LONDON – World stocks rose strongly on Monday, with some Asian markets up more than 5 percent amid upbeat economic news from China and the U.S.

In Europe, Germany’s DAX was up 83.87 points, or 1.8 percent, at 4,853.32, while France’s CAC-40 rose 38.18 points, or 1.2 percent, to 3,198.03. Trading was somewhat subdued as investors returned from a long weekend and Britain’s markets were closed for a public holiday.

Earlier in Asia, Hong Kong led the region’s advance with the benchmark Hang Seng index closing up 860.06 points, or 5.5 percent, to 16,381.05.

The latest gains came after a survey Friday into Chinese manufacturing indicated that sentiment had risen for the second month in a row. In addition, the equivalent survey in the U.S. showed that manufacturing activity posted its best showing since September, fueling hopes that the world’s largest economy may have seen off the worst of the recession.

Mounting hopes that the global economy may start to recover later this year have been the main catalyst behind the strong stock market gains witnessed in April — U.S. stocks enjoyed their best one-month performance in nine years in April. Stock markets usually rally around six to nine months before real evidence of an economic recovery.

David Buik, markets analyst at BGC Partners, said April was a “magical” month for equities, despite the threat of an outbreak of global swine flu.

“A year ago that would have been enough to see global stock markets drop by 10 percent; today investors are much more sanguine about absorbing bad news,” he said.

“It is unlikely that anything could be as devastating as the credit and banking crisis of the last two years,” he said.

Nevertheless, investors remained wary of calling the start to a bull market.

“We remain skeptical, especially as recovery from this crisis is likely to be far slower and more tepid than markets are pricing in,” said Mitul Kotecha, an analyst at Calyon Credit Agricole.

Investors in Asia were also encouraged by a report forecasting that the Chinese economy will expand 7 percent in the second quarter, up from 6.1 percent in the previous quarter.

China’s Shanghai Composite Index rose 3.3 percent to 2,559.91, while South Korea’s Kospi index climbed 2.1 percent to 1,397.92, its highest close this year.

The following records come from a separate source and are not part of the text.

PR #45, opened 2017-01-30
Introduce a -tables option.

bolinfest:
The `-tables` option makes it possible to specify a JSON file whose
properties define arguments that will be passed to the
`tables.OverrideTables()` function such that other projects can define
their own constraints on argument formatting. This is valuable to
Buck or Skylark users that define rules that need to be formatted in a
way that is different from buildifier's defaults.

Test Plan:
* Added a test: `tables/jsonParser_test.go`.
* Verified that `bazel test //...` succeeds.
* Created a JSON config for Buck and verified the output of the
following was what I expected when run from the Buck repo:

```
export BUILDIFIER_DIFF="diff -u"
find . -name BUCK | xargs -I {} ../buildifier/bazel-bin/buildifier/buildifier -buildifier_disable=label -tables=buildifier.json -d {}
```

For this test, the contents of `buildifier.json` were:

```
{
  "IsLabelArg": {
  },
  "LabelBlacklist": {
  },
  "IsSortableListArg": {
    "deps": true,
    "exported_deps": true,
    "provided_deps": true,
    "srcs": true,
    "visibility": true
  },
  "SortableBlacklist": {
    "genrule.srcs": true
  },
  "SortableWhitelist": {
  }
}
```

PR #146, opened 2017-10-04
Allow set literals in BUILD files

illicitonion:
This allows {}, {"foo"}, {"foo",}, and such to appear as attribute
values. These are canonically formatted identically to lists.

### DIFF
--- a/build/lex.go
+++ b/build/lex.go
@@ -647,6 +647,11 @@ func (in *input) order(v Expr) {
 			in.order(c)
 		}
 		in.order(&v.End)
+	case *SetExpr:
+		for _, x := range v.List {
+			in.order(x)
+		}
+		in.order(&v.End)
 	case *ForClauseWithIfClausesOpt:
 		in.order(v.For)
 		for _, c := range v.Ifs {
--- a/build/parse.y
+++ b/build/parse.y
@@ -104,7 +104,7 @@ package build
 %type	<expr>		stmt
 %type	<expr>		keyvalue
 %type	<exprs>		keyvalues
-%type	<exprs>		keyvalues_opt
+%type	<exprs>		keyvalues_no_comma
 %type	<string>	string
 %type	<strings>	strings
 
@@ -281,9 +281,19 @@ expr:
 			ForceMultiLine: $1.Line != exprStart.Line,
 		}
 	}
-|	'{' keyvalues_opt '}'
+|	'{' keyvalues '}'
 	{
 		$$ = &DictExpr{
+			Start: $1,
+			List: $2,
+			Comma: $<comma>2,
+			End: End{Pos: $3},
+			ForceMultiLine: forceMultiLine($1, $2, $3),
+		}
+	}
+|	'{' exprs_opt '}'
+	{
+		$$ = &SetExpr{
 			Start: $1,
 			List: $2,
 			Comma: $<comma>2,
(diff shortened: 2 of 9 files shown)


bazel-io:

laurentlb:
Hi,

Can you give more context for this change? This syntax is not valid in Skylark and BUILD files. Why do you want to add it here?

illicitonion:
Yeah, that was a pretty sparse description, sorry about that!

I'm looking at buildifier-formatting Pants BUILD files at Twitter to try to get in a place where we can be using and contributing to the same tools as Bazel around BUILD files. My initial inspection has shown seven major differences between Bazel and Pants BUILD files. Only three of them impact our ability to use Buildifier, and only one or two of them would need changes in Buildifier:

1. Pants allows import statements, whereas buildifier breaks them. The answer here is pretty clearly to forbid import statements.
2. Pants allows set-literal arg values, as in:
```java_library(
  name = "foo",
  srcs = ["Foo.java"],
  labels = {"testonly"},
)
```
this seems a pretty harmless thing to be adding to buildifier, even if it's unsupported by Skylark. That's this PR.
3. Pants has some extra attribute names to add to the takes-labels and sortable tables. Notably, Pants spells `deps` as `dependencies`. This is easily handled by the `-tables` option which was added in https://github.com/bazelbuild/buildtools/pull/45.
4. In Pants, // prefixes are optional on targets, and there has been talk about making it required to omit them in BUILD files. This *works*, but means that intra-package labels are sorted before inter-label packages (which is a little weird). It also breaks label shortening ("foo/bar:bar" -> "foo/bar"), which Pants does support. This is an area still to be explored - maybe we can loosen up Buildifier, maybe we can make some changes to the Pants conventions.
5. Pants does not require the name attribute if the name of the target is equal to the name of the directory in which it lives. This isn't a concern for buildifier, but will make buildozer unhappy.
6. Pants leans a lot more heavily on function-call-like attributes, a-la Bazel's FilesetEntry:
```
jvm_app(
  name = "foo",
  bundles = [
    bundle(
      rel_path = "bar",
      fileset = [
        "config.yml",
        "image.png",
      ],
    ),
  ],
)
```
This isn't a problem for buildifier, but makes buildozer a little less powerful in a Pants world. It's possible we'll want to add some better support for function-call-like attributes in the future.
7. Pants spells `glob` like `globs` and `rglobs`. Not a problem for buildifier or buildozer, but a notable difference (and really just a special case of 6).

build/lex.go
```diff
@@ -222,12 +222,12 @@ func (in *input) Lex(val *yySymType) int {
...
-			prefix := bytes.TrimSpace(in.complete[i+1:in.pos.Byte])
+			prefix := bytes.TrimSpace(in.complete[i+1 : in.pos.Byte])
 			isSuffix := true
 			if len(prefix) == 0 ||
-					prefix[len(prefix) - 1] == '[' ||
-					prefix[len(prefix) - 1] == '(' ||
-					prefix[len(prefix) - 1] == '{' {
+				prefix[len(prefix)-1] == '[' ||
+				prefix[len(prefix)-1] == '(' ||
+				prefix[len(prefix)-1] == '{' {
```
laurentlb: Were these changes made by gofmt?

laurentlb:
Thanks for the background. It would be great to collaborate and have some convergence between Bazel and Pants BUILD files. We can discuss it outside this PR.

Adding support for sets in Buildifier looks reasonable for me.

build/lex.go
illicitonion: They were. I've reverted all gofmt changes, and can send a second PR with them if you'd like.

illicitonion:
Cool, thanks!

Added some tests. All tests pass for me.

laurentlb:
LGTM, thanks!

PR #147, opened 2017-10-08
Accept either WORKSPACE or .buckconfig as indicating repo root.

### LINKED ISSUE #93: buildozer: WORKSPACE search is surprising for Buck users
Buck doesn't have an equivalent to Bazel's `WORKSPACE` files. Normally, this isn't a problem -- the search fails and buildozer assumes `$PWD` is the root directory. Because Mac OS uses a case-insensitive filesystem, this causes surprising behavior for buildozer+Buck users who happen to have a file or directory called `workspace` in their home directory (e.g., because they've used Eclipse).

Passing `-root_dir .` (and running from the Buck root) is a workaround, but it's not an obvious one; the same seems true for adding an otherwise-unnecessary `WORKSPACE` file to the Buck root. Perhaps there is something we can do in Buildozer to make using it easier for Buck users?

swolchok:
Fixes #93.

### DIFF
--- a/wspace/workspace.go
+++ b/wspace/workspace.go
@@ -27,6 +27,8 @@ import (
 
 const workspaceFile = "WORKSPACE"
 
+var repoRootFiles = [...]string{workspaceFile, ".buckconfig"}
+
 // findContextPath finds the context path inside of a WORKSPACE-rooted source tree.
 func findContextPath(rootDir string) (string, error) {
 	if rootDir == "" {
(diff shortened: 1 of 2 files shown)


bazel-io:

swolchok:
I think the CLA should be fixed now? not sure.

swolchok:
Hmm, maybe there's some latency in the CLA system? I commented pretty quick after I was told the problem had been resolved on our end.

laurentlb:
LGTM, thanks!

Singapore’s Straits Times Index climbed 5.6 percent, and Taiwanese shares surged on hopes for improved business ties with China. The benchmark index surged 5.6 percent to 6,330.40, building on strong gains last week, when the island’s government decided to allow mainland institutional investors to invest in the Taiwan stock market.

Australia’s benchmark rose 3 percent as resources stocks gained on the back of higher commodities prices. Global mining giant BHP Billiton rose 2.5 percent, while rival Rio Tinto surged 4.9 percent.

Japan’s financial markets will be closed Monday through Wednesday for the “Golden Week” holidays.

The gains were expected to continue when Wall Street opens for business later. Dow futures were up 49 points, or 0.6 percent, to 8,230, while the broader Standard & Poor’s 500 futures rose 5.50 points, or 0.6 percent, to 881.60.

Oil prices fell modestly with benchmark crude for June delivery down 9 cents at $53.11 a barrel in electronic trading on the New York Mercantile Exchange.

In currencies, the dollar rose to 99.38 yen from 99.10 yen late Friday in New York. The euro was steady at $1.3265.